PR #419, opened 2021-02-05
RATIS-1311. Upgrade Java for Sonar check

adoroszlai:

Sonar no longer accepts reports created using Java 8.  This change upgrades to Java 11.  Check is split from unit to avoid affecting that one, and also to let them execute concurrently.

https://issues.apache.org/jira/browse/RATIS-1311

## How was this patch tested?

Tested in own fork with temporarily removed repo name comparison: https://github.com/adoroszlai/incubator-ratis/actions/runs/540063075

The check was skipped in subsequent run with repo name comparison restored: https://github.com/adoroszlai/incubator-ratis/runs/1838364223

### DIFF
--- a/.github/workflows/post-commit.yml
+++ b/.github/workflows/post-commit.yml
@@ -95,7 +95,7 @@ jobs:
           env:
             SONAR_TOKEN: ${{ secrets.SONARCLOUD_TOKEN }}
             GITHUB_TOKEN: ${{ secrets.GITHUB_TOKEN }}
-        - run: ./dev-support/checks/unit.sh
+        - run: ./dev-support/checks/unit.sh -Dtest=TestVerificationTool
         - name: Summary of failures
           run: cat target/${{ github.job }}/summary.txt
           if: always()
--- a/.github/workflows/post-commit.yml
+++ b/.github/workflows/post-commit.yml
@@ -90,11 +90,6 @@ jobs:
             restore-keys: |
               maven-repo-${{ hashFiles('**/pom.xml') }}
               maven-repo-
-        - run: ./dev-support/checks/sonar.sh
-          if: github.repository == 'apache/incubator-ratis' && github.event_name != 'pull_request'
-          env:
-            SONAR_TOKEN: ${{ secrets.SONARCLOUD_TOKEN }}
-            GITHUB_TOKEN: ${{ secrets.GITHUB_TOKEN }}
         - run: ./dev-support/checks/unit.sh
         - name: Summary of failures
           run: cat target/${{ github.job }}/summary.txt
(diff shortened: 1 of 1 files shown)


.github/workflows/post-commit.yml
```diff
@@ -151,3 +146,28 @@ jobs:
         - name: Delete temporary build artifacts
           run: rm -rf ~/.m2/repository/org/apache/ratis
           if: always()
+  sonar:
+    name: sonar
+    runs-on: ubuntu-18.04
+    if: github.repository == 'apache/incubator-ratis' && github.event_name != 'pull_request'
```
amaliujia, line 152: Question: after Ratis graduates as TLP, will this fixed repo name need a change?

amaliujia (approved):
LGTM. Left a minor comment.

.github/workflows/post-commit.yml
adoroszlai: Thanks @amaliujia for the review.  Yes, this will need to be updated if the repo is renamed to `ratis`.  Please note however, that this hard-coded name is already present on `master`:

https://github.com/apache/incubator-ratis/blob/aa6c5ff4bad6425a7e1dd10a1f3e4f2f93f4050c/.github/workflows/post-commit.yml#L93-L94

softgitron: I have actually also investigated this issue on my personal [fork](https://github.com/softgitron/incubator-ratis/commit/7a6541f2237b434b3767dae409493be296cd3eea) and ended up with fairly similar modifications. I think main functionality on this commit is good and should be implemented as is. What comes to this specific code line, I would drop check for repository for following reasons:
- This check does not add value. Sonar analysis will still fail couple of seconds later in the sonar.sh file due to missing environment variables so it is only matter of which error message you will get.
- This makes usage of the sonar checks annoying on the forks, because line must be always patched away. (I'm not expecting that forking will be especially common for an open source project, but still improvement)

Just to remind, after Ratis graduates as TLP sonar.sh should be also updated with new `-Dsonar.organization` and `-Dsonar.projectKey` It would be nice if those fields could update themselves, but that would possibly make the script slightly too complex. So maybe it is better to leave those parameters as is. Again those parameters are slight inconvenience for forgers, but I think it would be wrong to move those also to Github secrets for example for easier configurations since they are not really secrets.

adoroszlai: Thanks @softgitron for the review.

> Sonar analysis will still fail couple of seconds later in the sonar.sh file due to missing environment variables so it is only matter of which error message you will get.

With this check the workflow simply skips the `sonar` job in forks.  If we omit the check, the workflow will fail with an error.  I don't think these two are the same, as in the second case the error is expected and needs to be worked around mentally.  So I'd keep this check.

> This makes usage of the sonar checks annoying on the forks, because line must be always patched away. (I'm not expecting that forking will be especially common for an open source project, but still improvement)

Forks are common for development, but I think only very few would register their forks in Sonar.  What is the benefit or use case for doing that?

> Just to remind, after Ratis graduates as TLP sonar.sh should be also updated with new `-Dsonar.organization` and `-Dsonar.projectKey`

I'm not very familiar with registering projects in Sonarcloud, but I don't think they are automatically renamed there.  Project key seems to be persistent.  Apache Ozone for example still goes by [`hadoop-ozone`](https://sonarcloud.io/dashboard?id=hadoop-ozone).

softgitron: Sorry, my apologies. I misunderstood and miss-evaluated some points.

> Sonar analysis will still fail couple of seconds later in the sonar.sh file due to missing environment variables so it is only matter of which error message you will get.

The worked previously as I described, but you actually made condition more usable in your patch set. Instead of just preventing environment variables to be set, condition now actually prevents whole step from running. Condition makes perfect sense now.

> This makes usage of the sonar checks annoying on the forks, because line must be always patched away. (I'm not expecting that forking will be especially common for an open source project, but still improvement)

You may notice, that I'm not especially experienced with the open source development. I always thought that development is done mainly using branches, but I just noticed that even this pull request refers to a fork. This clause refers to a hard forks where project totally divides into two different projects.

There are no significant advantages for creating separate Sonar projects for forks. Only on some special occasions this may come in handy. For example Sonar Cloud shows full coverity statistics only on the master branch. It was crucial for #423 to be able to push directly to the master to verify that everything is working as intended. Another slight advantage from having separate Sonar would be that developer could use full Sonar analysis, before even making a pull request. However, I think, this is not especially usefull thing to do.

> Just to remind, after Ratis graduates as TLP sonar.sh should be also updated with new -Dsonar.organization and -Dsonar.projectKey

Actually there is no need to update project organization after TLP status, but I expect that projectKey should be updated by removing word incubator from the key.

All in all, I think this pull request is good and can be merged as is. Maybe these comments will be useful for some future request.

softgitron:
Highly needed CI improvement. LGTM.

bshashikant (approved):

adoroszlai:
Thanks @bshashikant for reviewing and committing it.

○ ○ ○ ○ ○

Each line of the data is to be restated exactly.

PR #419, opened 2021-02-05
RATIS-1311. Upgrade Java for Sonar check

adoroszlai:

Sonar no longer accepts reports created using Java 8.  This change upgrades to Java 11.  Check is split from unit to avoid affecting that one, and also to let them execute concurrently.

https://issues.apache.org/jira/browse/RATIS-1311

## How was this patch tested?

Tested in own fork with temporarily removed repo name comparison: https://github.com/adoroszlai/incubator-ratis/actions/runs/540063075

The check was skipped in subsequent run with repo name comparison restored: https://github.com/adoroszlai/incubator-ratis/runs/1838364223

### DIFF
--- a/.github/workflows/post-commit.yml
+++ b/.github/workflows/post-commit.yml
@@ -95,7 +95,7 @@ jobs:
           env:
             SONAR_TOKEN: ${{ secrets.SONARCLOUD_TOKEN }}
             GITHUB_TOKEN: ${{ secrets.GITHUB_TOKEN }}
-        - run: ./dev-support/checks/unit.sh
+        - run: ./dev-support/checks/unit.sh -Dtest=TestVerificationTool
         - name: Summary of failures
           run: cat target/${{ github.job }}/summary.txt
           if: always()
--- a/.github/workflows/post-commit.yml
+++ b/.github/workflows/post-commit.yml
@@ -90,11 +90,6 @@ jobs:
             restore-keys: |
               maven-repo-${{ hashFiles('**/pom.xml') }}
               maven-repo-
-        - run: ./dev-support/checks/sonar.sh
-          if: github.repository == 'apache/incubator-ratis' && github.event_name != 'pull_request'
-          env:
-            SONAR_TOKEN: ${{ secrets.SONARCLOUD_TOKEN }}
-            GITHUB_TOKEN: ${{ secrets.GITHUB_TOKEN }}
         - run: ./dev-support/checks/unit.sh
         - name: Summary of failures
           run: cat target/${{ github.job }}/summary.txt
(diff shortened: 1 of 1 files shown)


.github/workflows/post-commit.yml
```diff
@@ -151,3 +146,28 @@ jobs:
         - name: Delete temporary build artifacts
           run: rm -rf ~/.m2/repository/org/apache/ratis
           if: always()
+  sonar:
+    name: sonar
+    runs-on: ubuntu-18.04
+    if: github.repository == 'apache/incubator-ratis' && github.event_name != 'pull_request'
```
amaliujia, line 152: Question: after Ratis graduates as TLP, will this fixed repo name need a change?

amaliujia (approved):
LGTM. Left a minor comment.

.github/workflows/post-commit.yml
adoroszlai: Thanks @amaliujia for the review.  Yes, this will need to be updated if the repo is renamed to `ratis`.  Please note however, that this hard-coded name is already present on `master`:

https://github.com/apache/incubator-ratis/blob/aa6c5ff4bad6425a7e1dd10a1f3e4f2f93f4050c/.github/workflows/post-commit.yml#L93-L94

softgitron: I have actually also investigated this issue on my personal [fork](https://github.com/softgitron/incubator-ratis/commit/7a6541f2237b434b3767dae409493be296cd3eea) and ended up with fairly similar modifications. I think main functionality on this commit is good and should be implemented as is. What comes to this specific code line, I would drop check for repository for following reasons:
- This check does not add value. Sonar analysis will still fail couple of seconds later in the sonar.sh file due to missing environment variables so it is only matter of which error message you will get.
- This makes usage of the sonar checks annoying on the forks, because line must be always patched away. (I'm not expecting that forking will be especially common for an open source project, but still improvement)

Just to remind, after Ratis graduates as TLP sonar.sh should be also updated with new `-Dsonar.organization` and `-Dsonar.projectKey` It would be nice if those fields could update themselves, but that would possibly make the script slightly too complex. So maybe it is better to leave those parameters as is. Again those parameters are slight inconvenience for forgers, but I think it would be wrong to move those also to Github secrets for example for easier configurations since they are not really secrets.

adoroszlai: Thanks @softgitron for the review.

> Sonar analysis will still fail couple of seconds later in the sonar.sh file due to missing environment variables so it is only matter of which error message you will get.

With this check the workflow simply skips the `sonar` job in forks.  If we omit the check, the workflow will fail with an error.  I don't think these two are the same, as in the second case the error is expected and needs to be worked around mentally.  So I'd keep this check.

> This makes usage of the sonar checks annoying on the forks, because line must be always patched away. (I'm not expecting that forking will be especially common for an open source project, but still improvement)

Forks are common for development, but I think only very few would register their forks in Sonar.  What is the benefit or use case for doing that?

> Just to remind, after Ratis graduates as TLP sonar.sh should be also updated with new `-Dsonar.organization` and `-Dsonar.projectKey`

I'm not very familiar with registering projects in Sonarcloud, but I don't think they are automatically renamed there.  Project key seems to be persistent.  Apache Ozone for example still goes by [`hadoop-ozone`](https://sonarcloud.io/dashboard?id=hadoop-ozone).

softgitron: Sorry, my apologies. I misunderstood and miss-evaluated some points.

> Sonar analysis will still fail couple of seconds later in the sonar.sh file due to missing environment variables so it is only matter of which error message you will get.

The worked previously as I described, but you actually made condition more usable in your patch set. Instead of just preventing environment variables to be set, condition now actually prevents whole step from running. Condition makes perfect sense now.

> This makes usage of the sonar checks annoying on the forks, because line must be always patched away. (I'm not expecting that forking will be especially common for an open source project, but still improvement)

You may notice, that I'm not especially experienced with the open source development. I always thought that development is done mainly using branches, but I just noticed that even this pull request refers to a fork. This clause refers to a hard forks where project totally divides into two different projects.

There are no significant advantages for creating separate Sonar projects for forks. Only on some special occasions this may come in handy. For example Sonar Cloud shows full coverity statistics only on the master branch. It was crucial for #423 to be able to push directly to the master to verify that everything is working as intended. Another slight advantage from having separate Sonar would be that developer could use full Sonar analysis, before even making a pull request. However, I think, this is not especially usefull thing to do.

> Just to remind, after Ratis graduates as TLP sonar.sh should be also updated with new -Dsonar.organization and -Dsonar.projectKey

Actually there is no need to update project organization after TLP status, but I expect that projectKey should be updated by removing word incubator from the key.

All in all, I think this pull request is good and can be merged as is. Maybe these comments will be useful for some future request.

softgitron:
Highly needed CI improvement. LGTM.

bshashikant (approved):

adoroszlai:
Thanks @bshashikant for reviewing and committing it.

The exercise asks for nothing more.